Crystal Structures of Human DNA Polymerase β Complexed with Gapped and Nicked DNA: Evidence for an Induced Fit Mechanism,

Abstract

DNA polymerase β (pol β) fills single nucleotide (nt) gaps in DNA produced by the base excision repair pathway of mammalian cells. Crystal structures have been determined representing intermediates in the 1 nt gap-filling reaction of pol β: the binary complex with a gapped DNA substrate (2.4 Å resolution), the ternary complex including ddCTP (2.2 Å), and the binary product complex containing only nicked DNA (2.6 Å).
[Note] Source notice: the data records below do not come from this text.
PR #569, opened 2022-10-25
feat(viewer): no interpolation on labels, categorical color maps

### LINKED ISSUE #565: If a label_image is loaded, Interpolation should be set to False.
If interpolation is applied to a label_image, then values not in the label_map appear in the visualization - making labels appear to be incorrect or undefined at their edges.

PaulHax:
Fixes for transfer function editor

closes #565


thewtex (approved):
Thanks @PaulHax !

PR #570, opened 2022-10-27
Warnings and errors

bnmajor:


itkwidgets/integrations/environment.py
```diff
@@ -34,3 +35,15 @@ def find_env():
 
 
 ENVIRONMENT = find_env()
+
+
+output = subprocess.getoutput('pip list | grep imjoy')
```
thewtex, line 40: For portability and efficiency, we want to use `try: import <package>`

thewtex (changes requested):
@bnmajor thanks!

Tweak to detecting dependencies noted inline.

itkwidgets/integrations/environment.py
bnmajor: Sure thing! I was also going to update the message for Jupyterlite since it's not a `pip install` fix, but it's also not a simple `piplite.install` either (trying `await piplite.install('imjoy-jupyterlab-extension')` returns `ValueError: Can't find a pure Python 3 wheel for 'tornado>=6.1.0'`. Should the error just be something like "try piplite.install... or raise an issue: [link to new issue form]" (or something along those lines) or just "piplite.intsall" or something else?

thewtex: Yes, lot's just recommend that they install the package of the given name -- conda/mamba could be used to install the package, too.

thewtex (approved):
:100: :1st_place_medal:

PR #583, opened 2022-11-17
BUG: Install all package dependencies in CI

thewtex:
Avoid recent environment dependency check failures.


thewtex:
@bnmajor looking to fix current CI failures on `main`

Upon binding ddCTP to the binary gap complex, the thumb subdomain rotates into the closed conformation to contact the otherwise solvent-exposed ddCTP-template base pair. Thumb movement triggers further conformational changes which poise catalytic residue Asp192, dNTP, and template for nucleotidyl transfer, effectively assembling the active site. In the product nicked DNA complex, the thumb returns to the open conformation as in the gapped binary DNA complex, facilitating dissociation of the product. These findings suggest that pol β may enhance fidelity by an induced fit mechanism in which correct base pairing between template and incoming dNTP induces alignment of catalytic groups for catalysis (via thumb closure), but incorrect base pairing will not. The structures also reveal that pol β binds both gapped and nicked DNA with a 90° kink occurring precisely at the 5‘-phosphodiester linkage of the templating residue. If the DNA were not kinked in this way, contact between the thumb and dNTP-template base pair, presumably important for the checking mechanism, would be impossible, especially when the gap is but a single nucleotide. Such a 90° kink may be a mechanistic feature employed by any polymerase involved in filling gaps to completion.